** Opening PROVIDED MATERIAL block **
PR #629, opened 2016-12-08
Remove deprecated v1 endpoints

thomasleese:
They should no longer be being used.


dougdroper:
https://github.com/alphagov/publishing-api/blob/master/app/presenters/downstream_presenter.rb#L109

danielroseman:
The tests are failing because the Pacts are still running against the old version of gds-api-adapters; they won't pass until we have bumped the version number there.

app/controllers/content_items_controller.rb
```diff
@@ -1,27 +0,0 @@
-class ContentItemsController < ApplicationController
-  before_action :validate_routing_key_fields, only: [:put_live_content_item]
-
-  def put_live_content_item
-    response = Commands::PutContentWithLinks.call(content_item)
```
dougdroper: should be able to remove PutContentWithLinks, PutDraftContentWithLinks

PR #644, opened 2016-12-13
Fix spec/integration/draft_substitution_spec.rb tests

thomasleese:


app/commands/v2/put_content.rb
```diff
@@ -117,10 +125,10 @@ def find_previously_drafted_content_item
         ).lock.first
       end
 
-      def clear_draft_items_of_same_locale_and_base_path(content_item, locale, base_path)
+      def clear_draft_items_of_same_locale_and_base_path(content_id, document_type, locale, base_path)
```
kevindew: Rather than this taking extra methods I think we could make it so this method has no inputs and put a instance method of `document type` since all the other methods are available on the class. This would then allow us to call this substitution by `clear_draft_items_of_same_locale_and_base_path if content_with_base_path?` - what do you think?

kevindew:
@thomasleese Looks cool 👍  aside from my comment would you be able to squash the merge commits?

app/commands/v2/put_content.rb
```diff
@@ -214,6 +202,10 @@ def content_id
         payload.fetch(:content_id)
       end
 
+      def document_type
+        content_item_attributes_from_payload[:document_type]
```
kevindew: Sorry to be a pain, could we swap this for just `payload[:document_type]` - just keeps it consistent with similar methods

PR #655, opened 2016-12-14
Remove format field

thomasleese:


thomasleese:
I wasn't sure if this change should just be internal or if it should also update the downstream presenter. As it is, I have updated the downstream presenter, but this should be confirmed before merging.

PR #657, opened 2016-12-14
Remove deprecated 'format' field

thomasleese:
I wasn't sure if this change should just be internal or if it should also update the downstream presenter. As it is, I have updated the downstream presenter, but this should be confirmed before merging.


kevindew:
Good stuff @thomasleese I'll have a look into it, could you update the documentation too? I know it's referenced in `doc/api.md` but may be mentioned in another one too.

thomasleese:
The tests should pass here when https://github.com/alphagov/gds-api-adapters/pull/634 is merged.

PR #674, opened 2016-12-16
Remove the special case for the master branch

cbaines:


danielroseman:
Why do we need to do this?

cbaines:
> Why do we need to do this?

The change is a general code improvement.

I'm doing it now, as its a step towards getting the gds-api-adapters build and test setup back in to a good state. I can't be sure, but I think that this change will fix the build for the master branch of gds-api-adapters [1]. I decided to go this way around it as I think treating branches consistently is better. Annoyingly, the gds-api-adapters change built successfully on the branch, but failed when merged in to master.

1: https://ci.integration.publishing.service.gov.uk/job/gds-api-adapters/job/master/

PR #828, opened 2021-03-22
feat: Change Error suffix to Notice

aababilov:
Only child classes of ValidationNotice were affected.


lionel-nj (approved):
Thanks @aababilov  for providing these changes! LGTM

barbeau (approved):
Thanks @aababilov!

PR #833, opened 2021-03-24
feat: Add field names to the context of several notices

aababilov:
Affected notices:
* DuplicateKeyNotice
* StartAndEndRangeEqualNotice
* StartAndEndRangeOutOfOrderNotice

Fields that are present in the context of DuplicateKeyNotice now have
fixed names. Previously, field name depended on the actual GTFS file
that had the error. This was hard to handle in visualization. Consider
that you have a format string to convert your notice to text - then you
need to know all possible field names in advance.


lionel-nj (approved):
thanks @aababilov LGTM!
** Closing PROVIDED MATERIAL block **
** Opening PROVIDED MATERIAL block **
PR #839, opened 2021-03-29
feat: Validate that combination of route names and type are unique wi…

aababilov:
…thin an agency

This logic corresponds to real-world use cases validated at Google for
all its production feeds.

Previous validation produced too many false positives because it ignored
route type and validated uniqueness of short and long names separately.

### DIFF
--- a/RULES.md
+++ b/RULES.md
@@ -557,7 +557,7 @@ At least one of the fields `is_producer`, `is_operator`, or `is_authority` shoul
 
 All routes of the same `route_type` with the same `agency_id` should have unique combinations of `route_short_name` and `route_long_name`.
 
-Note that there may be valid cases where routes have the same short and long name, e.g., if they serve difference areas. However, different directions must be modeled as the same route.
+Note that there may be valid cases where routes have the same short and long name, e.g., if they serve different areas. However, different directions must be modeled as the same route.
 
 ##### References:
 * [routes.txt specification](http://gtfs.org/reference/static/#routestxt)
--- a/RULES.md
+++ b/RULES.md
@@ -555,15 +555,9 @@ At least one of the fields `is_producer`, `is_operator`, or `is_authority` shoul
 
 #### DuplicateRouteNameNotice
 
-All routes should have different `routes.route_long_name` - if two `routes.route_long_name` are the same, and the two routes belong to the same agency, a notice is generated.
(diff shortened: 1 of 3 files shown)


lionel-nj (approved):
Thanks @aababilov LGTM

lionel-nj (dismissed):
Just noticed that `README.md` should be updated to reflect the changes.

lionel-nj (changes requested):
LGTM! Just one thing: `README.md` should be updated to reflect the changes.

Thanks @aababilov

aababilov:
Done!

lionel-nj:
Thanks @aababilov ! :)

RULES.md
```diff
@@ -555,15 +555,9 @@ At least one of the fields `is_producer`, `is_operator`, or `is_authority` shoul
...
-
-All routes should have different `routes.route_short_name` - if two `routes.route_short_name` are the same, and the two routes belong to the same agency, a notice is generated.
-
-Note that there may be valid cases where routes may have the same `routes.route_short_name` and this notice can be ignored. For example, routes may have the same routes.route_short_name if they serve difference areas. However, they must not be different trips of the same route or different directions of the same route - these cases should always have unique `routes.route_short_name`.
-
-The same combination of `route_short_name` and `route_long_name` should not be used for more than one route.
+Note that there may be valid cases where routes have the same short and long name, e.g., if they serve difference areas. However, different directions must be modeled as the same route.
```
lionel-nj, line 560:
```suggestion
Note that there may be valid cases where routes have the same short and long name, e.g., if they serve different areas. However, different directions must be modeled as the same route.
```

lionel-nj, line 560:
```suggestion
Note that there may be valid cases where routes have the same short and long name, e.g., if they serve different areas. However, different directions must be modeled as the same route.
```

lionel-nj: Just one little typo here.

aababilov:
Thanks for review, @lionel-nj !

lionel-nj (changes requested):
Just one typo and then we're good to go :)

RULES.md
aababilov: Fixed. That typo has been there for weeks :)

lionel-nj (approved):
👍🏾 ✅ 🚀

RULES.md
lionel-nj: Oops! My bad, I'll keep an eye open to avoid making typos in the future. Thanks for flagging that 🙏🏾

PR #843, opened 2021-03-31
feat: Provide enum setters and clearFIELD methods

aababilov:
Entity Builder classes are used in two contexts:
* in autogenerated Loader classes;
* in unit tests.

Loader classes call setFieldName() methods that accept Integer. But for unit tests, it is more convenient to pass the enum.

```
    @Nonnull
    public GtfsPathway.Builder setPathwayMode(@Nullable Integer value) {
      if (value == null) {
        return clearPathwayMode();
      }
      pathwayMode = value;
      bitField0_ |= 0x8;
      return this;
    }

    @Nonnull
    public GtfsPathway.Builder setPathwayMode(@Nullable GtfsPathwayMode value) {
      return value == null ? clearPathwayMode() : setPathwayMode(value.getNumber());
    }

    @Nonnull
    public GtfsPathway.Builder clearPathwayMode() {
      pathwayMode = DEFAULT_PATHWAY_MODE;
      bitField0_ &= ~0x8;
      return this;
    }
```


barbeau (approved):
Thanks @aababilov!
** Closing PROVIDED MATERIAL block **
** Opening PROVIDED MATERIAL block **
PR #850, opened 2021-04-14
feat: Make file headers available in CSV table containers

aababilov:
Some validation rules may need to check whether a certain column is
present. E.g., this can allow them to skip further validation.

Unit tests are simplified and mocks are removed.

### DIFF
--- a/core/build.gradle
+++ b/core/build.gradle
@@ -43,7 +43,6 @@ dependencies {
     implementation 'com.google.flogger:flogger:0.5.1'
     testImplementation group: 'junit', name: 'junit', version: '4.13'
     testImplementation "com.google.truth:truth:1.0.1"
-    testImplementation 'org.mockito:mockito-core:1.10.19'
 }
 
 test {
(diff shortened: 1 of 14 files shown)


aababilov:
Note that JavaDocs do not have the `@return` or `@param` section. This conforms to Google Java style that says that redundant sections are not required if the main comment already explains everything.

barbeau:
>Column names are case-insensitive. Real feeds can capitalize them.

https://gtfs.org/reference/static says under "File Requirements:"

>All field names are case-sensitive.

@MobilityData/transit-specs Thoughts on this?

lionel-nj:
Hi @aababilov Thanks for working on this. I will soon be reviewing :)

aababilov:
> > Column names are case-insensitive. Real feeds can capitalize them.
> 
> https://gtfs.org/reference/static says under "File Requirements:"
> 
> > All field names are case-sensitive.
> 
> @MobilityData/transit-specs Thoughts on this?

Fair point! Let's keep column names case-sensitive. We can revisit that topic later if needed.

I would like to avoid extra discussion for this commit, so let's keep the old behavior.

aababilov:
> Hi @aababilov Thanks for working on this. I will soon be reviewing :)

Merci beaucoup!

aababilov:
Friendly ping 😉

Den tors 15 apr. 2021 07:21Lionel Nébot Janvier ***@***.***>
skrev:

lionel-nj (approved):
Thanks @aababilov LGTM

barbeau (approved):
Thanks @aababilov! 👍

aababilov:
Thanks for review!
** Closing PROVIDED MATERIAL block **
[EXERCISE DETAILS] Reproduce every line above containing "feeds".

[YOUR RESPONSE]
all its production feeds.
>Column names are case-insensitive. Real feeds can capitalize them.
> > Column names are case-insensitive. Real feeds can capitalize them.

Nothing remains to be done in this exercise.